Options for process state backup other than Postgres

Phillipp · May 6, 2019, 9:03am

Hey,

I wonder what would be some valuable options for process state backups if one does not want to add a database like Postgres to the setup.

In my particular case, I got a bunch of “tracking” processes that should survive an application restart (e.g. from deployment). Hot code reloading is not an option in our Kubernetes setup.

The state I need to backup does not contain Elixir specific data structures (e.g. atoms) so it can easily be encoded to JSON and back into lists and maps.

What I have thought of so far:

Writing JSON files (e.g. {identifier}.json) to disk and load them on startup
Writing state to Mnesia (maybe useful if we add clustering later)

Are there any other options I am not aware of? What would you guys do in my case?

tty · May 6, 2019, 9:35am

I would favor mnesia and not bother with JSON since you can stuff the entire map/struct into mnesia without worrying about marshalling.

LostKobrakai · May 6, 2019, 9:37am

If you can store stuff on the filesystem I’d rather user :erlang.term_to_binary than json.

Phillipp · May 6, 2019, 9:37am

That is also what I thought. Never worked with Mnesia. I hope I can specify a custom filesystem location for the Mnesia data so I can simply mount it to the container.

Phillipp · May 6, 2019, 9:38am

Good point. I always forget about that.

Phillipp · May 6, 2019, 10:02am

I think I go for :erlang.term_to_binary in my case.

Good read:

dimitarvp · May 6, 2019, 10:31am

If you don’t need dynamic querying and joins, both mnesia and plain files are fine.

engineeringdept · May 6, 2019, 10:46am

Redis can be good for storing binary blobs for retrieval later, depending on the size.

tty · May 6, 2019, 12:15pm

You can but it is a global value i.e. every mnesia table for that node would be stored there. You can specify it in the sys.config or on the command line -mnesia dir Directory.

tty · May 6, 2019, 12:17pm

If you are using mnesia or ets or dets there is no need for term_to_binary.

al2o3cr · May 6, 2019, 12:55pm

If you’re using it as a straightforward “tracker ID -> stored state” persistent mapping, maybe DETS would be sufficient? It lacks the general transactional behaviors of Mnesia, but reads of a single key are guaranteed to not see partially-written data.

tristan · May 6, 2019, 4:03pm

Postgres is likely the best way to go and is what I have used before, https://github.com/erleans/erleans

Mnesia can be fine on a single node but, particularly if running in kubernetes, don’t expect to be able to utilize it as a distributed store.

A StatefulSet which ensures the same volume mounted for a specific nodename could be useful or storing a local copy. But far better to be able to have a stateless app deployment and use Postgres for data.

keathley · May 6, 2019, 4:56pm

This point really can’t be emphasized enough. If you’re going to use mnesia you should be aware of its use cases and its limitations.

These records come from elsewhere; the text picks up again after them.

PR #366, opened 2020-04-26
Adding json_summary changes as one commit

opikalo:
This is just #302 rebased into a  single commit, to clean up commit history.

JSON summary output allows pushing basic coverage data for processing using other downstream tools or storing in DB. 

EDIT: After some discussion, we are keeping `--json-pretty`  behavior identical for backward compatibility. If you want pretty summaries, you would need `--json-pretty-summary`


CezaryGapinski:
Hi @opikalo

Why not just use `--json-summary` to report this summary in JSON format and use `--json-summary-pretty` to do this in pretty way and leave `--json` and `--json-pretty` as it is? That would be something similar to `--print-summary`.

opikalo:
@CezaryGapinski: should be good to go.

CHANGELOG.rst
```diff
@@ -62,6 +62,7 @@ Improvements and new features:
    are equivalent. (:issue:`291`)
  - Override gcov locale properly. (:issue:`334`)
  - Make gcov parser more robust when used with GCC 8. (:issue:`315`)
+ - Added -json-sumamry option to generate json summary report. (:issue:`302`)
```
CezaryGapinski, line 65: Small typo here :)

gcovr/json_generator.py
```diff
@@ -31,21 +49,65 @@ def print_json_report(covdata, output_file, options):
...
+# Produce gcovr JSON summary report
+#
+def print_json_summary_report(covdata, output_file, options):
+
+    total_lines = 0
+    total_covered = 0
+
+    json_dict = {}
+    json_dict['current_working_directory'] = options.root
+    json_dict['gcovr/format_version'] = JSON_FORMAT_VERSION
```
CezaryGapinski, line 70: This types of keys gcovr/* like gcovr/format_version were added as a some extension keys which don't exist in intermediate JSON format from GCOV. I suppose your JSON summary has nothing common with the GCOV intermediate JSON, so you can change the gcovr/format_version key to just the format_version (or summary_format_version) = JSON_SUMMARY_FORMAT_VERSION.
I would prefer to separate the JSON_FORMAT_VERSION and the JSON_SUMMARY_FORMAT_VERSION to emphasise that they have nothing common.

gcovr/json_generator.py
```diff
@@ -67,7 +68,7 @@ def print_json_summary_report(covdata, output_file, options):
 
     json_dict = {}
     json_dict['current_working_directory'] = options.root
-    json_dict['gcovr/format_version'] = JSON_FORMAT_VERSION
+    json_dict['gcovr/summary_format_version'] = JSON_SUMMARY_FORMAT_VERSION
```
CezaryGapinski, line 71: What do you think about change:
    json_dict['gcovr/summary_format_version'] = JSON_SUMMARY_FORMAT_VERSION
to:
    json_dict['summary_format_version'] = JSON_SUMMARY_FORMAT_VERSION

without `gcovr` prefix? As it is mentioned in the [User Guide](https://github.com/gcovr/gcovr/blob/master/doc/source/guide.rst#id18) `gcovr/` was used to differentiate between GCOV keys and gcovr keys. This summary doesn't base on some external format, so there is nothing to differentiate.

gcovr/tests/add_coverages/Makefile
```diff
@@ -8,15 +8,15 @@ all:
...
 
 json_foo:
 	./testcase_foo
-	$(GCOVR) -d --json-pretty -o coverage_foo.json
+	$(GCOVR) -d --json --json-pretty -o coverage_foo.json
 
 json_bar:
 	./testcase_bar
-	$(GCOVR) -d --json coverage_bar.json
+	$(GCOVR) -d --json -o coverage_bar.json
```
CezaryGapinski, line 19: It's turned out in this commit 3aa4a34c7fe78ca5081df9e2951a4450e89f3192 output should work even without -o, so maybe it is better to leave at least one test to check correct behaviour for this issue?

CezaryGapinski:
For me this PR after minor changes will look good, but it must be reviewed by @latk. Perhaps it would be nice to add some description in the [User Guide](https://github.com/gcovr/gcovr/blob/master/doc/source/guide.rst).
@Irfy - do you have something do add or change based on your PR #363?

gcovr/tests/add_coverages/Makefile
latk: I touched that file in the html-rewrite branch (now merged). The different JSON reports in that Makefile now exercise different -o/--json combinations:

https://github.com/gcovr/gcovr/blob/1f17d4427c301f2a2a8bad50991f161a0e45aa5c/gcovr/tests/add_coverages/Makefile#L13-L23

gcovr/json_generator.py
opikalo: @CezaryGapinski `json` is notorious about not telling what this payload is. I would rather keep the `gcovr` in place instead of ambiguous `summary_format_version`.

opikalo:
@latk - appreciate a review

gcovr/json_generator.py
```diff
@@ -31,21 +50,65 @@ def print_json_report(covdata, output_file, options):
...
+    def _summarize_file_coverage(coverage):
+        filename = presentable_filename(coverage.filename,
+                                        root_filter=options.root_filter)
+
+        if options.show_branch:
+            total, cover, percent = coverage.branch_coverage()
+            uncovered_lines = coverage.uncovered_branches_str()
+        else:
+            total, cover, percent = coverage.line_coverage()
+            uncovered_lines = coverage.uncovered_lines_str()
```
latk, line 89: Instead of switching between line and branch coverage, the summary can reasonably show both. Compare #376, as they essentially show the same data.

gcovr/json_generator.py
```diff
@@ -31,21 +50,65 @@ def print_json_report(covdata, output_file, options):
...
+#
+# Produce gcovr JSON summary report
+#
+def print_json_summary_report(covdata, output_file, options):
+
+    total_lines = 0
+    total_covered = 0
+
+    json_dict = {}
+    json_dict['current_working_directory'] = options.root
```
latk, line 70: Should the cwd be root, or root relative to the output file, or the actual current working directory? Should it be a relative or absolute path? Depends on the exact intention for this field.

gcovr/tests/oos/Makefile
```diff
@@ -24,6 +26,10 @@ html: coverage.json
...
 	$(GCOVR) -a $< --sonarqube sonarqube.xml
 
+json_summary:
+	build/testcase
+	$(GCOVR) $(GCOVR_TEST_OPTIONS) -d --json-summary -o summary_coverage.json
+
 clean:
 	rm -f build/*
-	rm -f coverage*.* sonarqube*.*
+	rm -f coverage*.* sonarqube*.* summary_coverage.json
```
latk, line 35: reference file is not checked in

gcovr/json_generator.py
opikalo: I understand the idea, and the data is essentially right there; however, currently, the text/tabulated summary does not show branch. Are we departing from that? What should be the behavior of the summary with and without show_branch option?

gcovr/json_generator.py
opikalo: I think I placed it thinking that it will allow to differentiated multiple analysis from different trees; should we rename it to be `root` to be consistent?

gcovr/tests/oos/Makefile
opikalo: Good catch, readding it back.

gcovr/json_generator.py
latk: The text report switches between line/branch coverage for space reasons, not because this is fundamentally useful. For a machine-readable report, text width does not matter. Including this data is effectively zero cost but makes the summary much more useful.

It may be useful to use the same field names as the CSV report (#376) uses for columns.

gcovr/json_generator.py
latk: One of the problems we have with gcov is that it doesn't make quite clear which paths are relative to what, so I'd like to avoid making similar problems for downstream. I think that relevant designs could include:

* all file paths are relative to the summary report location, and no root/cwd is needed; or
* there is a root or cwd field that is relative to the summary report location, and the reported file paths are relative to the root – similar to the HTML `<base>` element.

  ```suggestion
      json_dict['root'] = os.path.relpath(options.root, output_file)
  ```

Both designs have things that are in their favour, but I think that most use cases are more interested in the path relative to root, not relative to the report.

In any case, it should be possible to correctly interpret the report without having to know how gcovr was invoked.

CezaryGapinski:
@opikalo Can you rebase your branch on the current master? For me `--json-summary` feature is really cool, and it will be great to merge it. I have noticed something weird  in the [commits history](https://github.com/gcovr/gcovr/pull/366/commits). It is hard to noticed what has changed :). I have tried to create your [changes](https://github.com/CezaryGapinski/gcovr/commits/json_summary_squashed) on my fork, so you can take a look if you like it or arrange it differently and of course remove me as an committer :). I know it is a small change, but it helps to keep a linear history.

Mnesia might be fine for your use case but you should really prove that first.

I like to use jsonb columns in postgres for these sorts of things but since you specifically called that out as a non-option then I might consider something like dynamodb. Dynamo is a reasonable choice if you just want to store binary blobs somewhere. Its hard to tell from your example but if you only need to read in the files once on app start then you might be able to store the files on s3 and pull them from there when the app is booting. There’s a lot of options here. Most importantly I would highly recommend avoiding creating an ad-hoc database if you can help it.